In der Folge wendete sich Herr N. an einen Rechtsanwalt um Schadenersatzansprüche gegen den Tankstellenbetreiber geltend zu machen. Aufgrund des Umstandes, dass der Schaden von Herrn N. nicht zugleich beim Tankstellenpersonal gemeldet wurde hat der Tankstellenbetreiber jegliche Schadenersatzansprüche abgelehnt.

Im nunmehrigen Gerichtsverfahren wird Herr N. nachzuweisen haben, dass die Verletzung tatsächlich durch einen Sturz am Tankstellengelände entstanden ist und Ursache des Sturzes die Eisplatte war, was dies die Gegenseite bestreitet.
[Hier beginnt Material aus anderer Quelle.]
PR #3109, opened 2026-07-24
[TENT] Fix failover attempt metrics attribution

anranxia:
### Problem

TENT exposes request-level metrics for a logical transfer, but a logical transfer may contain more than one physical transport attempt. During failover, the task's transport type is changed before the request eventually completes, so the existing metrics only see the terminal transport and final logical outcome.

For example, if an RDMA read fails and is transparently retried over TCP, the recovered request is currently reported as one successful TCP request. The failed RDMA attempt is invisible: it contributes neither a failure nor its own latency. As a result, per-transport failure rates can look healthier than the actual transport behavior, and the logical transport-stage latency cannot be used to understand the cost of each physical attempt.

This change separates the two metric lifecycles:

- **Logical request metrics** continue to describe the user-visible transfer and are recorded once when the request reaches its terminal state.
- **Physical attempt metrics** describe every invocation of a concrete transport, including failed attempts that are later recovered by failover.

### Implementation

- Capture `initial_type` when the task is created so queue-wait and dispatch latency remain attributed to the transport that originally received the request.
- Track the active physical attempt with `attempt_post_time` and `attempt_active`, starting the timer immediately before transport submission.
- Finish and record the failed attempt before failover overwrites `task.type`; the replacement submission then starts a new attempt with the fallback transport.
- Treat synchronous submission errors as failed physical attempts as well, so they cannot bypass the counters or latency histogram.
- Attribute the legacy transport-stage latency to the final physical attempt while preserving the existing logical request counters and final-transport attribution.
- Apply the same attempt lifecycle to both READ and WRITE operations through shared helpers.

### New metrics

| Metric | Meaning |
| --- | --- |
| `tent_transport_attempts_total{transport,operation}` | Number of physical transport attempts submitted |
| `tent_transport_attempt_failures_total{transport,operation}` | Number of physical attempts that ended in failure, including synchronous submission failures |
| `tent_transport_attempt_latency_us{transport,operation}` | Submission-to-completion latency of each physical attempt |

The labels are limited to `transport` and `operation`, so the additional cardinality is bounded by the number of registered transports and the READ/WRITE operation set.

For a recovered RDMA → TCP request, the expected accounting is:

- one successful logical request attributed to TCP, preserving the existing request-level view;
- one RDMA attempt and one RDMA attempt failure, with the failed RDMA latency recorded;
- one TCP attempt with its latency recorded and no TCP attempt failure.

This preserves compatibility for existing dashboards while making transport reliability and failover cost observable without double-counting logical requests. The new metrics remain guarded by the existing `TENT_METRICS_ENABLED` build option. Documentation includes metric semantics, PromQL examples, and cardinality guidance.

## Module

- [ ] CI/CD
- [x] Docs
- [ ] Other

## Type of Change

- [x] Bug fix
- [ ] New feature
- [ ] Refactor
- [ ] Breaking change
- [x] Documentation update
- [ ] Performance improvement
- [ ] Other

## How Has This Been Tested?

**Test commands:**

```bash
cmake -S . -B build-tent-proxy -G Ninja \
  -DUSE_TENT=ON -DUSE_HTTP=ON -DUSE_CUDA=OFF \
  -DBUILD_UNIT_TESTS=ON -DBUILD_EXAMPLES=ON \
  -DENABLE_DEBUG_SYMBOLS=OFF -DTENT_METRICS_ENABLED=ON
cmake --build build-tent-proxy --parallel 64
ctest --test-dir build-tent-proxy/mooncake-transfer-engine/tent/tests -j 32 --output-on-failure
./build-tent-proxy/mooncake-transfer-engine/tent/tests/tent_metrics_recording_test \
  --gtest_filter=MetricsRecordingTest.RecoveredFailoverRecordsDistinctAttempts \
  --gtest_repeat=10
pre-commit run --files docs/source/design/tent/metrics.md \
  mooncake-transfer-engine/tent/include/tent/metrics/tent_metrics.h \
  mooncake-transfer-engine/tent/include/tent/runtime/transfer_engine_impl.h \
  mooncake-transfer-engine/tent/src/metrics/tent_metrics.cpp \
  mooncake-transfer-engine/tent/src/runtime/transfer_engine_impl.cpp \
  mooncake-transfer-engine/tent/tests/metrics_recording_test.cpp
make -C docs html SPHINXBUILD="python3 -m sphinx"
```

**Test results:**

- [x] Unit tests pass

Validation was run after rebasing onto upstream `main` at `a2ad2806`:

- full CMake/Ninja build passed;
- TENT CTest passed 32/32;
- recovered-failover regression passed 10/10 repeated runs;
- clang-format 20.1.8 dry-run and pre-commit on all six touched files passed;
- Sphinx HTML build passed, and the three new metrics were verified in the rendered page.

An additional top-level CTest run passed 128/131 test executables. The three failures are unrelated to this change: `tcp_transport_test` and `transfer_metadata_test` require a metadata server, while `hot_standby_service_test` has a non-ETCD expectation mismatch. The modified TENT suite remains 32/32.

## Checklist

- [ ] For changes >500 LOC: I have filed an RFC issue (not applicable; production changes are below the threshold excluding tests)

## AI Assistance Disclosure

- [ ] No AI tools were used

Codex was used to analyze the existing metrics/failover paths, implement and review the code/tests/docs, and run the validation commands.

### DIFF
--- a/mooncake-transfer-engine/tent/src/metrics/tent_metrics.cpp
+++ b/mooncake-transfer-engine/tent/src/metrics/tent_metrics.cpp
@@ -31,6 +31,12 @@ TentMetrics::~TentMetrics() { shutdown(); }
 
 #if TENT_METRICS_ENABLED
 
+namespace {
+const char* operationName(Request::OpCode operation) {
+    return operation == Request::READ ? "read" : "write";
+}
+}  // namespace
+
 Status TentMetrics::initialize(const MetricsConfig& config) {
     // Validate configuration before touching initialized_. An invalid config
     // (e.g. port 0, zero HTTP threads) would otherwise cause confusing
@@ -201,18 +207,29 @@ void TentMetrics::shutdown() {
 
 void TentMetrics::registerMetrics() {
     // Register all counters as base metric_t* pointers so that counters with
-    // different label arities (N=1 per-transport, N=2 failover from→to) share
-    // one vector for Prometheus serialize().
+    // different label arities (N=1 per-transport, N=2 failover from→to and
+    // transport-attempt operation labels) share one vector for Prometheus
+    // serialize().
     counters_ = {
-        &read_bytes_total_,    &write_bytes_total_,
-        &read_requests_total_, &write_requests_total_,
-        &read_failures_total_, &write_failures_total_,
-        &failover_total_,      &deadline_infeasible_total_,
+        &read_bytes_total_,
+        &write_bytes_total_,
+        &read_requests_total_,
+        &write_requests_total_,
+        &read_failures_total_,
+        &write_failures_total_,
+        &failover_total_,
+        &transport_attempts_total_,
+        &transport_attempt_failures_total_,
+        &deadline_infeasible_total_,
     };
 
-    // Register all histograms - add new histograms here. Each entry pairs the
-    // histogram with its compile-time bucket boundaries; the struct keeps the
-    // two in sync so getJsonMetrics() cannot mislabel buckets.
+    // Register the N=1 per-transport histograms with their bucket boundaries
+    // and parallel sum counters. Each entry keeps the histogram, its
+    // compile-time boundaries, and its sum counter in sync so both the
+    // Prometheus and JSON serializers cannot mislabel buckets or drop _sum.
+    // The N=2 transport_attempt_latency_ histogram is serialized separately
+    // (it can't share this N=1-typed vector); see getPrometheusMetrics /
+    // getJsonMetrics.
     histograms_ = {
         {&read_latency_, &kLatencyBuckets, &read_latency_sum_},
         {&write_latency_, &kLatencyBuckets, &write_latency_sum_},
@@ -325,6 +342,32 @@ void TentMetrics::recordTransportFailover(TransportType from,
                                                    transportTypeName(to)});
 }
 
+void TentMetrics::recordTransportAttemptStarted(TransportType tp,
+                                                Request::OpCode operation) {
+    if (!initialized_ || !runtime_enabled_.load(std::memory_order_relaxed))
+        return;
+    transport_attempts_total_.inc(std::array<std::string, 2>{
+        transportTypeName(tp), operationName(operation)});
+}
+
+void TentMetrics::recordTransportAttemptFinished(TransportType tp,
+                                                 Request::OpCode operation,
+                                                 TransferStatusEnum status,
+                                                 double latency_us) {
+    if (!initialized_ || !runtime_enabled_.load(std::memory_order_relaxed))
+        return;
+    auto label = std::array<std::string, 2>{transportTypeName(tp),
+                                            operationName(operation)};
+    if (status == FAILED) {
+        transport_attempt_failures_total_.inc(label);
+    }
+    if (latency_us >= 0.0) {
+        auto latency_val = static_cast<int64_t>(latency_us);
+        transport_attempt_latency_.observe(label, latency_val);
+        transport_attempt_latency_sum_.inc(label, latency_val);
+    }
+}
+
 std::string TentMetrics::getPrometheusMetrics() {
     if (!initialized_) return "";
 
@@ -354,6 +397,11 @@ std::string TentMetrics::getPrometheusMetrics() {
             serializeHistogramPrometheus(entry.h, *entry.boundaries, *entry.sum,
                                          result);
         }
+        // N=2 transport-attempt latency histogram (labels: transport,
+        // operation) goes through the same helper, instantiated for N=2.
+        serializeHistogramPrometheus(&transport_attempt_latency_,
+                                     kLatencyBuckets,
+                                     transport_attempt_latency_sum_, result);
 
         return result;
     } catch (const std::exception& e) {
@@ -373,12 +421,43 @@ int64_t sumCounterValues(CounterPtr counter) {
     }
     return total;
 }
+
+template <uint8_t N>
+void serializeHistogramToJson(
+    nlohmann::json& root,
+    ylt::metric::basic_dynamic_histogram<int64_t, N>* hist,
+    const std::vector<double>& boundaries,
+    ylt::metric::basic_dynamic_counter<int64_t, N>* sum) {
+    auto bucket_counts = hist->get_bucket_counts();
+    int64_t total_count = 0;
+    int64_t total_sum = 0;
+    nlohmann::json buckets_obj;
+    for (size_t i = 0; i < bucket_counts.size(); ++i) {
+        int64_t bucket_total = sumCounterValues(bucket_counts[i]);
+        total_count += bucket_total;
+        if (i < boundaries.size()) {
+            buckets_obj[std::to_string(static_cast<int64_t>(boundaries[i]))] =
+                bucket_total;
+        }
+    }
+    // ylt keeps the histogram's sum_ private, so read the parallel sum counter
+    // maintained alongside each observe() call (matches the Prometheus path).
+    for (auto& e : sum->copy()) {
+        total_sum += e->value.load();
+    }
+    nlohmann::json hist_obj;
+    hist_obj["count"] = total_count;
+    hist_obj["sum"] = total_sum;
+    hist_obj["buckets"] = buckets_obj;
+    root[hist->str_name()] = hist_obj;
+}
 }  // namespace
 
+template <uint8_t N>
 void TentMetrics::serializeHistogramPrometheus(
-    ylt::metric::basic_dynamic_histogram<int64_t, 1>* hist,
+    ylt::metric::basic_dynamic_histogram<int64_t, N>* hist,
     const std::vector<double>& boundaries,
-    ylt::metric::basic_dynamic_counter<int64_t, 1>& sum,
+    ylt::metric::basic_dynamic_counter<int64_t, N>& sum,
     std::string& out) const {
     // Walk the same data the JSON path uses (get_bucket_counts() + copy()),
     // so the two endpoints cannot drift. Unlike ylt's serialize() this never
@@ -386,8 +465,32 @@ void TentMetrics::serializeHistogramPrometheus(
     // output string (taking the # HELP / # TYPE header with it) whenever
     // every label combo has sum_==0, which is reachable in production when
     // sub-microsecond latencies truncate to 0 under int64_t observation.
+    //
+    // Templated over label arity N: the per-transport histograms are N=1 and
+    // the transport-attempt latency histogram is N=2. For N=1 the emitted
+    // text is byte-identical to the original single-label implementation.
     auto bucket_counts = hist->get_bucket_counts();
     if (bucket_counts.empty()) return;
+
+    const auto& label_names = hist->labels_name();
+
+    // A unique key per label tuple, used to dedup combos and look up the sum.
+    auto combo_key = [](const std::array<std::string, N>& lv) {
+        std::string k;
+        for (uint8_t i = 0; i < N; ++i) {
+            k.append(lv[i]);
+            k.push_back('\x1f');  // separator that cannot appear in a label
+        }
+        return k;
+    };
+    // Render `name0="v0",name1="v1"` for a label tuple (no surrounding braces).
+    auto append_labels = [&](std::string& dst,
+                             const std::array<std::string, N>& lv) {
+        for (uint8_t i = 0; i < N; ++i) {
+            if (i) dst.append(",");
+            dst.append(label_names[i]).append("=\"").append(lv[i]).append("\"");
+        }
+    };
 
     // Build the union of label combos across ALL buckets. ylt's observe()
     // increments exactly one bucket per observation (the bucket containing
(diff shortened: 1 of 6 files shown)


anranxia:
Hi @ShangmingCai, I noticed that the [Build & Test (Linux) workflow run](https://github.com/kvcache-ai/Mooncake/actions/runs/30107901893) for this PR was canceled while the TENT jobs were still running. The lightweight checks passed, and `CI Gate` appears to be failing because the matrix jobs were canceled rather than due to a test failure.

Was the cancellation intentional, or should the workflow be re-run? If there is any concern with the PR or CI setup that I should address, please let me know. Thanks!

mooncake-transfer-engine/tent/src/runtime/transfer_engine_impl.cpp
```diff
@@ -1499,8 +1499,16 @@ Status TransferEngineImpl::commitPreparedSubmit(
 
         if (owner.staging) {
             task.staging = true;
-            staging_proxy_->submit(&task, (BatchID)batch, owner.staging_params);
-            task.post_time = std::chrono::steady_clock::now();
+            startTransportAttempt(task, task.type,
+                                  std::chrono::steady_clock::now());
+            auto status = staging_proxy_->submit(&task, (BatchID)batch,
+                                                 owner.staging_params);
+            if (!status.ok()) {
```
staryxchen, line 1509: Suggested follow-up: the four synchronous submit-failure branches added here (staging in \`commitPreparedSubmit\`, non-staging in \`commitPreparedSubmit\`, both \`dispatchQueuedOwner\` paths, and \`resubmitTransferTask\`) are not covered by tests — \`FakeTransport::submitTransferTasks\` always returns \`Status::OK()\`, so \`RecoveredFailoverRecordsDistinctAttempts\` only exercises poll-observed failure. This staging branch is the most worth covering since it newly clears \`task.staging\` and resets \`task.type = UNSPEC\` on failure (a behavior change beyond metrics). Extending \`FakeTransport\` with a \`force_submit_fail\` mode and asserting one failed attempt under the correct \`transport\`/\`operation\` label would close the gap.

mooncake-transfer-engine/tent/src/metrics/tent_metrics.cpp
```diff
@@ -336,6 +378,11 @@ std::string TentMetrics::getPrometheusMetrics() {
             entry.h->serialize(tmp);
             result += tmp;
         }
+        for (const auto& entry : attempt_histograms_) {
```
staryxchen: Minor: this loop duplicates the \`histograms_\` loop just above. \`counters_\` already stores \`metric_t*\` base pointers so mixed arities share one loop — the same could be done for Prometheus serialization here (the typed \`HistogramEntry\`/\`AttemptHistogramEntry\` vectors are only needed for JSON aggregation). Not blocking, but worth unifying so the pattern does not replicate with the next histogram arity.

mooncake-transfer-engine/tent/src/runtime/transfer_engine_impl.cpp
```diff
@@ -2388,23 +2418,28 @@ void TransferEngineImpl::recordTaskCompletionMetrics(
...
                                 task.post_time - task.dispatch_time)
                                 .count();
+                        TENT_RECORD_STAGE_LATENCY(TentMetrics::Stage::Dispatch,
+                                                  initial_type, dispatch_us);
+                    }
+                    if (task.attempt_post_time.time_since_epoch().count() > 0) {
                         double transport_us =
                             std::chrono::duration<double, std::micro>(
-                                end_time - task.post_time)
+                                end_time - task.attempt_post_time)
```
staryxchen: Question on backward compatibility: this rewrite changes the semantics of two *existing* stage metrics, not just adds new ones:

- \`tent_stage_transport_us\` — previously \`end_time - task.post_time\` (first post -> completion, including failover); now \`end_time - task.attempt_post_time\` (final attempt only). For a recovered RDMA->TCP request, the RDMA + failover interval is dropped from the sample.
- \`tent_stage_dispatch_us\` label — previously \`task.type\` (final transport); now \`initial_type\` (first transport). A recovered RDMA->TCP request dispatch latency now lands under \`rdma\` instead of \`tcp\`.

The PR description says "preserves compatibility for existing dashboards," but dashboards alerting on these two series will see materially different values for any request that experienced failover.

Could this be made truly additive instead — keep \`tent_stage_transport_us\` / \`tent_stage_dispatch_us\` on their original semantics (\`post_time\`, \`task.type\`), and rely solely on the new \`tent_transport_attempt_latency_us\` histogram for the per-attempt view? The new histogram already captures every physical attempt latency, so rewriting the legacy stage metrics does not seem strictly necessary. If the legacy semantics must change for a reason I am missing, could that be called out explicitly in the PR description so dashboard owners can migrate?

mooncake-transfer-engine/tent/src/runtime/transfer_engine_impl.cpp
anranxia: Added a force_submit_fail mode to FakeTransport (returns non-ok from submitTransferTasks without enqueuing a task) plus two tests: SynchronousSubmitFailureRecordsFailedAttempt covers the commitPreparedSubmit direct-path branch, and FailoverResubmitSyncFailureRecordsBothAttempts covers the resubmitTransferTask branch (RDMA async-fail → failover → TCP sync-fail). They assert the failed attempt is counted and that recordTaskCompletionMetrics does not double-count an attempt that was already closed synchronously. The two dispatchQueuedOwner branches go through the same startTransportAttempt/finishTransportAttempt helpers and require the runtime queue, which this metrics harness doesn't enable, so they're covered by the shared helper path rather than a dedicated queue test.

mooncake-transfer-engine/tent/src/metrics/tent_metrics.cpp
anranxia: Done. Histograms are now held as base ylt::metric::metric_t* pointers (the same type-erasure counters_ already uses), so histograms of any label arity serialize in a single loop. Removed the now-unused per-entry boundaries field; getJsonMetrics() keeps aggregating the typed members directly.

mooncake-transfer-engine/tent/src/runtime/transfer_engine_impl.cpp
anranxia: Good catch — reverted this to a purely additive change. tent_stage_queue_wait_us / tent_stage_dispatch_us / tent_stage_transport_us keep their original semantics (attributed to the final transport, with the transport stage spanning the whole request), so existing dashboards and alerts are unaffected. All per-attempt / per-transport reliability now lives exclusively in the new additive tent_transport_attempt_total / tent_transport_attempt_failures_total / tent_transport_attempt_latency_us metrics. Updated metrics.md and the failover test to match, and dropped the no-longer-needed initial_type field.

mooncake-transfer-engine/tent/src/runtime/transfer_engine_impl.cpp
```diff
@@ -1499,8 +1499,16 @@ Status TransferEngineImpl::commitPreparedSubmit(
 
         if (owner.staging) {
             task.staging = true;
-            staging_proxy_->submit(&task, (BatchID)batch, owner.staging_params);
-            task.post_time = std::chrono::steady_clock::now();
+            startTransportAttempt(task, task.type,
+                                  std::chrono::steady_clock::now());
```
alogfans: staging_proxy_->submit() is an orchestration step rather than a concrete transport attempt; ProxyManager may later issue internal transport submissions that are counted separately. Recording an outer attempt here can double-count and misattribute latency. Please either count only actual Transport::submitTransferTasks() calls or expose staging as a separate metric, and add coverage for staged submission failure/failover. It would also be safer to store attempt_type explicitly instead of reading the mutable task.type when finishing an attempt.

anranxia: Double-counting / staging attribution: You're right that staging_proxy_->submit() is orchestration, not a transport attempt — ProxyManager chunks the transfer and the per-chunk submitStagingTransfer() calls recurse through commitPreparedSubmit/dispatchQueuedOwner and are counted there as the real Transport::submitTransferTasks() attempts. I removed the start/finishTransportAttempt calls from both staging branches so only concrete transport submissions are counted; the staging branch now just stamps post_time for stage decomposition. No more double-count or outer-span latency misattribution.

attempt_type: Done — added TaskInfo::attempt_type, captured in startTransportAttempt, and finishTransportAttempt now labels with it instead of the mutable task.type, so an attempt is attributed to the transport that ran it even after failover overwrites task.type.

Staged-failure coverage: The metrics unit harness drives everything through LOCAL_SEGMENT_ID, which short-circuits findStagingPolicy, and there's no seam to inject a staging policy/proxy without a remote-segment + buffer-topology integration fixture. Since the staging branches no longer touch attempt metrics, there's no attempt-metric behavior left to assert on them; the per-transport failover attribution that attempt_type guarantees is covered by FailoverResubmitSyncFailureRecordsBothAttempts. Happy to add a dedicated staging integration test (or a small test hook) in a follow-up if you'd prefer explicit coverage.

anranxia: The tent-ci (cuda-off-metrics-on) failure is a transient CI infra flake, not a code issue: the build stopped at 
mooncake-common/src/asio_impl.cpp because sccache couldn't reach the GitHub Actions Cache backend — sccache: error: cache storage failed to read ... dns error: failed to lookup address information: Try again while connecting to *.blob.core.windows.net. No compile error occurred (the later rdma_transport.cpp line is just the last in-flight job before ninja stopped). 
Could you also re-run the failed job? Thanks!

alogfans: @anranxia You can submit an empty commit to retrigger ci.

alogfans (approved):
LGTM

anranxia:
@ShangmingCai The only remaining gate is a /docs CODEOWNERS approval — this PR touches docs/source/design/tent/metrics.md. alogfans has approved the TENT code and all CI is green. Could you (or another /docs owner) approve the docs change? Thanks!

anranxia:
Rebased onto latest main to resolve the conflicts with #3126 (the Prometheus histogram silent-drop / real _sum fix), which landed after this PR was opened and touched the same metrics files.

  How the conflict was resolved (@staryxchen, since #3126 is yours — please sanity-check this):

  - Kept #3126 as-is in intent: the HistogramEntry{h, boundaries, sum} struct, the 8 parallel *_sum_ counters incremented alongside each observe(), the silent-drop-safe bucket-walking Prometheus serializer, and the new "sum" field in the JSON endpoint are all preserved.
  - Generalized #3126's serializeHistogramPrometheus() and the JSON histogram serializer from single-label to template
  <uint8_t N>, so the existing N=1 per-transport histograms and this PR's new N=2 tent_transport_attempt_latency_us (labels: transport, operation) share one implementation instead of duplicating the bucket-walk logic. For N=1 the emitted
  Prometheus text is byte-identical to #3126, so its regression tests (PrometheusExposesHistogramWhenAllSamplesAreZero, ...ForTcpTransport, JsonAndPrometheusAgreeOnHistogramCount) are unaffected.
  - The N=2 attempt-latency histogram gets its own parallel transport_attempt_latency_sum_ counter, following the exact same pattern #3126 established for the N=1 histograms.

  Net effect: #3126's fix and this PR's per-attempt/failover metrics now coexist; no behavior change to any metric that
  existed before either PR. All conflicts were in tent_metrics.{h,cpp}; the test file merged cleanly (both #3126's and this
  PR's tests are present). CI is re-running on the rebased commit.

anranxia:
The rebase surfaced one cross-test coupling: PrometheusExposesZeroValuedHistogramForTcpTransport asserted an absolute tcp stage_queue_wait +Inf count of 3, but this PR's RecoveredFailoverRecordsDistinctAttempts completes a real RDMA→TCP recovery that records tcp stage latency earlier in the same (singleton, non-reset) process. Made that assertion delta-based (snapshot the +Inf cumulative, assert it advances by exactly 3) — same convention as  JsonAndPrometheusAgreeOnHistogramCount. The delta still validates the serializer's cumulative correctness, so it's not 
masking anything.

staryxchen:
> Rebased onto latest main to resolve the conflicts with #3126 (the Prometheus histogram silent-drop / real _sum fix), which landed after this PR was opened and touched the same metrics files.
> 
> How the conflict was resolved (@staryxchen, since #3126 is yours — please sanity-check this):
> 
> * Kept [[tent] Fix Prometheus histogram silent-drop and clean stale config keys #3126](https://github.com/kvcache-ai/Mooncake/pull/3126) as-is in intent: the HistogramEntry{h, boundaries, sum} struct, the 8 parallel *_sum_ counters incremented alongside each observe(), the silent-drop-safe bucket-walking Prometheus serializer, and the new "sum" field in the JSON endpoint are all preserved.
> * Generalized [[tent] Fix Prometheus histogram silent-drop and clean stale config keys #3126](https://github.com/kvcache-ai/Mooncake/pull/3126)'s serializeHistogramPrometheus() and the JSON histogram serializer from single-label to template
>   <uint8_t N>, so the existing N=1 per-transport histograms and this PR's new N=2 tent_transport_attempt_latency_us (labels: transport, operation) share one implementation instead of duplicating the bucket-walk logic. For N=1 the emitted
>   Prometheus text is byte-identical to [[tent] Fix Prometheus histogram silent-drop and clean stale config keys #3126](https://github.com/kvcache-ai/Mooncake/pull/3126), so its regression tests (PrometheusExposesHistogramWhenAllSamplesAreZero, ...ForTcpTransport, JsonAndPrometheusAgreeOnHistogramCount) are unaffected.
> * The N=2 attempt-latency histogram gets its own parallel transport_attempt_latency_sum_ counter, following the exact same pattern [[tent] Fix Prometheus histogram silent-drop and clean stale config keys #3126](https://github.com/kvcache-ai/Mooncake/pull/3126) established for the N=1 histograms.
> 
> Net effect: #3126's fix and this PR's per-attempt/failover metrics now coexist; no behavior change to any metric that existed before either PR. All conflicts were in tent_metrics.{h,cpp}; the test file merged cleanly (both #3126's and this PR's tests are present). CI is re-running on the rebased commit.

LGTM, no concerns from my side.

anranxia:
Only the /docs CODEOWNERS approval is left before this can merge — the PR documents the new metrics in 
docs/source/design/tent/metrics.md. Code is approved and CI is green. @ShangmingCai / @stmatengss / @ykwd, 
could one of you approve the docs update? Thanks!

anranxia:
@alogfans all green and mergeable now — could you hit merge when you get a chance? Thanks!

Sollte Herrn N. der Beweis gelingen, würde eine Haftung des Tankstellenbetreibers grundsätzlich bestehen. Dieser hätte dann nämlich seinerseits nachzuweisen, dass er seinen Verkehrssicherungspflichten nachgekommen ist und die hierzu erforderlichen Sicherheitsvorkehrungen getroffen hat. Derartiges ist beim Vorhandensein einer Eisplatte im Eingangsbereich eines Tankstellengebäudes nicht anzunehmen, da aus Sicht des Tankstellenbetreibers mit entsprechender Kundenfrequenz zu rechnen ist. Die Gefahrenstelle hätte daher durch Aufbringen von Streusalz oder Split beseitigt werden müssen bzw. wäre zumindest eine entsprechende Hinweistafel auf die Gefahrenstelle aufzustellen gewesen.
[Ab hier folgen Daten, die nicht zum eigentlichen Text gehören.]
PR #3112, opened 2026-07-24
[Wheel] Add native fast-copy PUT hot path

zxpdemonio:
## Description

This PR splits the native fast-copy PUT hot-path optimization out of the previous large rollout transfer optimization branch.

RL rollout transfer has several hot paths made of many small ndarray rows and large object payloads. The previous source-buffer PUT path could rely on temporary source registration and Python-level copy loops, which is expensive for Miles/Slime-style rollout data and makes source-buffer lifetime semantics harder to reason about.

This change:
- adds a small native `_fast_copy` extension for scatter-copying ndarray lists into a destination buffer while releasing the GIL;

Nachträglich betrachtet wäre es aus Sicht von Herrn N. aber wichtig gewesen, den Sturz sogleich dem Tankstellenbetreiber zu melden und mit der Kamera seines Smartphones Beweisfotos von der Eisplatte anzufertigen. Noch besser wäre es gewesen, durch die Polizei eine behördliche Unfallaufnahme zur Dokumentation der vorhandenen Eisplatte zu verlangen, zumal aufgrund seiner bereits am Unfallort aufgetretenen Schmerzen, der Verdacht einer „fahrlässigen Körperverletzung“ im Raume stand.

Da Herr N. sämtliche dieser Maßnahmen unterlassen hat, wird im Zuge des abzuführenden Verfahrens das Gericht zu entscheiden haben, ob allein aufgrund der Aussagen von Herrn N. das Sturzereignis aufgrund einer Eisplatte als glaubwürdig erachtet wird oder nicht. Ob Herrn N. dieser Nachweis gelingen wird, bleibt abzuwarten.